Seems like a correctly drawn conclusion that your co-worker is probably a Te valuing type. Likely high-dimensional, too.


----------



## Haludh (Jul 6, 2016)

Entropic said:


> Seems like a correctly drawn conclusion that your co-worker is probably a Te valuing type. Likely high-dimensional, too.


Yeah (_just_ looked up dimensionality, but I think I kind of get it). She also recently talked to another coworker and I for a long time about the fruits in China—she remembered tons of details about their growth, health benefits, etc. even though she's lived in America most of her life. I was thinking she might be SLI-Te.


----------



## No_this_is_patrick (Jun 27, 2016)

That sounds like a good example of Ti/Te, however I kind of agree with you. I usually like to put things in their "correct" packaging even if it would fit in something smaller. Not really because it is correct, but to be consistent and professional looking and I don't want anything to get damaged. If I was really in a hurry and we had none of the proper packaging on hand at that moment though I could look past it.


----------



## Lord Fenix Wulfheart (Aug 18, 2015)

Huh. That'd drive me nuts. What would the customer think of their food all being crushed into that small space? Just because you can do something doesn't mean you should - there is more to the situation than just how little plastic (or whatever) is being used on the daily. :/


----------



## Nu_ (Aug 21, 2017)

Sorry to bump this thread, but I agree with the OP as well.

My mom is an ESTj and always gets pissed off at me for (from her perspective) my poor efficiency. She'll always try to stuff things together to save space.

While I value her efficiency, I'm weird and overly sentimental to the point where I'll _feel bad_ for the items being stuffed. Its stupid, but I look at the food being crumpled up and personify it to the point where I'll _feel_ like the food is in pain or whatever. ...It's kinda hard to describe the feeling.

That and, to refer back to your example, I'd feel bad for the customers if we gave them smooshed egg rolls. If I were in their shoes, I'd kinda feel like the restaurant workers didn't really care when they made it. Reminding me that I'm nothing more of a number and a few bucks to them than a thinking and feeling individual.

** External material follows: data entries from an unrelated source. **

PR #118, opened 2018-08-03
Add node tag to the jenkins.job.waiting

keirbadger:
Added so the metric can be split in Datadog to show the wait time
per node


sjenriquez:
@keirbadger Thank you for the PR! I'm going to include this change in our upcoming release. In order to get this out asap I opened a new PR, #119 that doesn't touch the `pom.xml` file. Thanks again!

PR #121, opened 2018-09-05
implemented new TestCompletedEvent

jaimecasero:


jaimecasero:
@sjenriquez ups sorry, I didnt mean to submit PR on original fork yet. 

I was just elaborating an experiment to report datadog events for JenkinsJobs failed tests. 

These tests in our solution are not regular unit tests, they are more E2E tests run against production environment, so we want these test results to be triggered on DataDog in case they fail.

It would convenient to alert based on the testcases, rather than create a Job per TestCase.

So this PR is about triggering DataDog events from test failures, instead of plain Job status

PR #132, opened 2018-11-19
Send delivery KPIs (fixes #130)

### LINKED ISSUE #130: Have pipeline statistics
I'd like to see pipeline statistics as mentioned in [this blog post](https://stelligent.com/2017/11/16/codepipeline-dashboard/)

Each `Job` should provide
- Lead Time
- Cycle Time
- Feedback Time
- MTTR
- MTBF

Fail 1

From [https://github.com/stelligent/pipeline-dashboard/blob/master/README.md#metric-details](https://github.com/stelligent/pipeline-dashboard/blob/master/README.md#metric-details)

What do you think, is it worth to start a PR?

pgarbe:
This PRs sends additional metrics to Datadog to measure the performance of teams. It's based on the  [blog post](https://stelligent.com/2017/11/16/codepipeline-dashboard/) from Stelligent.

Each `Job`  provides
- Lead Time
- Cycle Time
- Feedback Time
- MTTR
- MTBF

Fail 1

From [https://github.com/stelligent/pipeline-dashboard/blob/master/README.md#metric-details](https://github.com/stelligent/pipeline-dashboard/blob/master/README.md#metric-details)

### DIFF
--- a/src/main/java/org/datadog/jenkins/plugins/datadog/DatadogBuildListener.java
+++ b/src/main/java/org/datadog/jenkins/plugins/datadog/DatadogBuildListener.java
@@ -11,6 +11,7 @@ import hudson.model.AbstractProject;
 import hudson.model.Describable;
 import hudson.model.Descriptor;
 import hudson.model.Queue;
+import hudson.model.Result;
 import hudson.model.Run;
 import hudson.model.TaskListener;
 import hudson.model.listeners.RunListener;
@@ -181,9 +182,9 @@ public class DatadogBuildListener extends RunListener<Run>
       }
 
       // Setup tags for StatsDClient reporting
-      String[] tagsToCounter = new String[tagArr.size()];
+      String[] statsdTags = new String[tagArr.size()];
       for(int i = 0; i < tagArr.size(); i++) {
-        tagsToCounter[i] = tagArr.getString(i);
+        statsdTags[i] = tagArr.getString(i);
       }
 
       // Report to StatsDClient
@@ -194,8 +195,35 @@ public class DatadogBuildListener extends RunListener<Run>
           // The client is a threadpool so instead of creating a new instance of the pool
           // we lease the exiting one registerd with Jenkins.
           statsd = getDescriptor().leaseClient();
-          statsd.incrementCounter("completed", tagsToCounter);
-          logger.fine(String.format("Attempted to send 'completed' counter with tags: %s", Arrays.toString(tagsToCounter)));
+          statsd.incrementCounter("completed", statsdTags);
+          logger.fine(String.format("Attempted to send 'completed' counter with tags: %s", Arrays.toString(statsdTags)));
+
+          // Send KPIs 
+          if (!isMasterBranch(run)) {
+            if (run.getResult() == Result.SUCCESS) {
+              long mttr = getMeanTimeToRecovery(run);
+              long cycleTime = getCycleTime(run);;
+              long leadTime = run.getDuration() + mttr;
+
+              statsd.gauge("leadtime", leadTime / 1000, statsdTags);
+              if (cycleTime > 0) {
+                statsd.gauge("cycletime", cycleTime / 1000, statsdTags);
+              }
+              if (mttr > 0) {
+                statsd.gauge("mttr", mttr / 1000, statsdTags);
+              }
+            } else {
+              long feedbackTime = run.getDuration();
+              long mtbf = getMeanTimeBetweenFailure(run);
+
+              statsd.gauge("feedbacktime", feedbackTime / 1000, statsdTags);
+
+              if (mtbf > 0) {
+                statsd.gauge("mtbf", mtbf / 1000, statsdTags);
+              }
+            }
+          }
+
         } catch (StatsDClientException e) {
           logger.severe(String.format("Runtime exception thrown using the StatsDClient. Exception: %s", e.getMessage()));
         } finally {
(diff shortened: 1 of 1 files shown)


miketheman:
Looks awesome!! @sjenriquez any chance for a review soon?

sjenriquez:
@pgarbe Thanks for the PR, will take a look shortly! cc: @miketheman

src/main/java/org/datadog/jenkins/plugins/datadog/DatadogBuildListener.java
```diff
@@ -196,6 +197,26 @@ public final void onCompleted(final Run run, @Nonnull final TaskListener listene
           statsd = getDescriptor().leaseClient();
           statsd.incrementCounter("completed", tagsToCounter);
           logger.fine(String.format("Attempted to send 'completed' counter with tags: %s", Arrays.toString(tagsToCounter)));
+
+          // Send KPIs 
+          if (!isMasterBranch(run)) {
```
sjenriquez: Why do we only want to collect metrics for `!isMasterBranch(run)`?

src/main/java/org/datadog/jenkins/plugins/datadog/DatadogBuildListener.java
```diff
@@ -196,6 +197,26 @@ public final void onCompleted(final Run run, @Nonnull final TaskListener listene
...
+
+              statsd.gauge("cycletime", cycleTime / 1000, tagsToCounter);
+              statsd.gauge("leadtime", leadTime / 1000, tagsToCounter);
+              statsd.gauge("mttr", mttr / 1000, tagsToCounter);
+            } else {
+              long feedbackTime = run.getDuration();
+              long mtbf = getMeanTimeBetweenFailure(run);
+
+              statsd.gauge("feedbacktime", feedbackTime / 1000, tagsToCounter);
+              statsd.gauge("mtbf", mtbf / 1000, tagsToCounter);
```
sjenriquez: Submitting `0` values could lead to incorrect aggregation over various timeframes. In these cases, we should only submit the metric if the value `!= 0`. Looks like this could be the case for `mttr`, `cycleTime`, and `mtbf`.

src/main/java/org/datadog/jenkins/plugins/datadog/DatadogBuildListener.java
```diff
@@ -196,6 +197,26 @@ public final void onCompleted(final Run run, @Nonnull final TaskListener listene
...
           logger.fine(String.format("Attempted to send 'completed' counter with tags: %s", Arrays.toString(tagsToCounter)));
+
+          // Send KPIs 
+          if (!isMasterBranch(run)) {
+            if (run.getResult() == Result.SUCCESS) {
+              long mttr = getMeanTimeToRecovery(run);
+              long cycleTime = getCycleTime(run);;
+              long leadTime = run.getDuration() + mttr;
+
+              statsd.gauge("cycletime", cycleTime / 1000, tagsToCounter);
```
sjenriquez: Small thing: can you rename `tagsToCounter` to something like `statsdTags`?

src/main/java/org/datadog/jenkins/plugins/datadog/DatadogBuildListener.java
pgarbe: These metrics make only sense when it's about a release. And my assumption is that releases happens only on the master branch. That's why it doesn't make sense to consider PR or branch builds.

src/main/java/org/datadog/jenkins/plugins/datadog/DatadogBuildListener.java
pgarbe: Yes, that makes sense. Will change it.

src/main/java/org/datadog/jenkins/plugins/datadog/DatadogBuildListener.java
pgarbe: No problem

src/main/java/org/datadog/jenkins/plugins/datadog/DatadogBuildListener.java
sjenriquez: Yea, I see how this is tied to code releases. We could hit issues trying to match a hardcoded `master` branch that could really limits these metrics. It's possible releases happen on branches not named `master` or some other use case with a name different from `master`. I think we'll need some options in the Job configuration page to make this flexible - a checkbox to enable/disable collection of these metrics as well as an option to specify a branch name. What are your thoughts?

miketheman: How about instead of making the branch a configuration value, tracking _all_ branches, and adding that as a tag, so that the user can then decide which ones they want to use for overlays, metrics, etc?

sjenriquez: 💯 @miketheman

pgarbe: If the branch should be added as tag, it would affect also all other metrics. Do you think that make sense?

miketheman: Maybe the branch tag should be associated with every metric, so as to allow for better analysis

sjenriquez: Apologies for not catching this earlier, but we already collect the branch tag if it exists: https://github.com/DataDog/jenkins-datadog-plugin/blob/27fc3a58014aa4a84a9c35173b7f8d254355c5e2/src/main/java/org/datadog/jenkins/plugins/datadog/DatadogBuildListener.java#L314-L315

pgarbe: Thanks for the hint. Actually, I've never seen this tag in one of our metrics. Have to check why this is missing.

srizzling:
How close is this to hitting master?

irabinovitch:
@sjenriquez @pgarbe Thoughts on next steps?

sjenriquez:
@irabinovitch This PR is mostly there, we can finish it up internally and get it merged.

nmuesch:
Thanks again for this @pgarbe! I've done the requested cleanups and merged this in #132 🙇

...Which is probably really weird but eh lol. I need to get my Fi in check :crying:


----------



## Felipe (Feb 25, 2016)

Lord Fenix Wulfheart said:


> Huh. That'd drive me nuts. What would the customer think of their food all being crushed into that small space? Just because you can do something doesn't mean you should - there is more to the situation than just how little plastic (or whatever) is being used on the daily. :/


I know right, I either do things fast or I do things right.


----------



## ae1905 (Jun 7, 2014)

does the restaurant have any rules or protocols about packing take-out?...like making the food presentable and easy to take out of the bag?

if so, then Te is the function that is more concerned with following rules, right?

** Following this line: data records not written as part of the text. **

PR #138, opened 2019-01-10
Search path for hostname executable

shonfeder-da:
The first tiny commit was added on the way to second tiny one. 

For context, without the change to the docs, when I ran `mvn package` I would get

```
[ERROR] Failed to execute goal org.apache.maven.plugins:maven-javadoc-plugin:2.10.1:javadoc (default) on project datadog: An error has occurred in JavaDocs report generation:
[ERROR] Exit code: 1 - /Users/shonfeder/oss/jenkins-plugins/datadog-plugin-jenkinsci/src/main/java/org/datadog/jenkins/plugins/datadog/DatadogBuildListener.java:386: error: tag not supported in the generated HTML version: tt
[ERROR]    * <p>See <tt>DatadogBuildListener/*.jelly</tt> for the actual HTML fragment
```

We've tested to confirm that calling hostname via `/usr/bin/env` resolves the issue we were facing.

### DIFF
--- a/src/main/java/org/datadog/jenkins/plugins/datadog/DatadogBuildListener.java
+++ b/src/main/java/org/datadog/jenkins/plugins/datadog/DatadogBuildListener.java
@@ -383,7 +383,7 @@ public class DatadogBuildListener extends RunListener<Run>
    * Descriptor for {@link DatadogBuildListener}. Used as a singleton.
    * The class is marked as public so that it can be accessed from views.
    *
-   * <p>See <tt>DatadogBuildListener/*.jelly</tt> for the actual HTML fragment
+   * <p>See <code>DatadogBuildListener/*.jelly</code> for the actual HTML fragment
    * for the configuration screen.
    */
   @Extension // Indicates to Jenkins that this is an extension point implementation.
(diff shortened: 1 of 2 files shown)


shonfeder-da:
@sjenriquez Any interest in merging this in? If not, I'll go ahead and close it. We no longer have a need for this fix (and we are using a patched version any how).

sjenriquez:
Hi @shonfeder-da, sorry for the delay in my response. I'm hesitant to merge to prevent causing any new issues for existing installs. It sounds like you've resolved the issue, did you try reinstalling the package? I'm going to close the PR but please open an issue if you have any continued problems, thanks.

shonfeder-da:
No worries!

What kind of issues do you think it would cause for existing installs?

To be clear: we resolved the issue by creating an internal fork of the plugin that patched this hard-coded path to `hostname` with the proper delegation to the environment. From our perspective, the plugin is broken on our distro of choice, since it makes unnecessary assumptions about the file structure.

flokli:
I'm not sure how this should break existing installs.

`/usr/bin/env hostname` will take the first `hostname` binary from `$PATH` (while we can assume `/bin` to be in `$PATH`, and whatever `hostname` is first in `$PATH` to be not terribly broken, otherwise you'll have more serious problems)

The current `/bin/hostname` will only work if exactly `/bin/hostname` is present - something that is especially not true on systems like NixOS and Guix - what this PR would fix.

See https://unix.stackexchange.com/questions/29608/why-is-it-better-to-use-usr-bin-env-name-instead-of-path-to-name-as-my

Ti is the function that doesn't give a shit (about Te rules)


----------



## Conscience Killer (Sep 4, 2017)

I'm a Ti-dominant and I can't think of anything I'd care less about. This honestly just sounds like Ni. Things have to be _just right_ and _just so_ to your own personal, internal meaning.


----------



## ae1905 (Jun 7, 2014)

I think it may be Se vs Si...Si pays attention to details while Se doesn't


----------



## ae1905 (Jun 7, 2014)

ae1905 said:


> does the restaurant have any rules or protocols about packing take-out?...like making the food presentable and easy to take out of the bag?
> 
> if so, then Te is the function that is more concerned with following rules, right?
> 
> Ti is the function that doesn't give a shit (about Te rules)





ae1905 said:


> I think it may be Se vs Si...Si pays attention to details while Se doesn't


Si + Te = pack carefully

Se + Ti = just do it


----------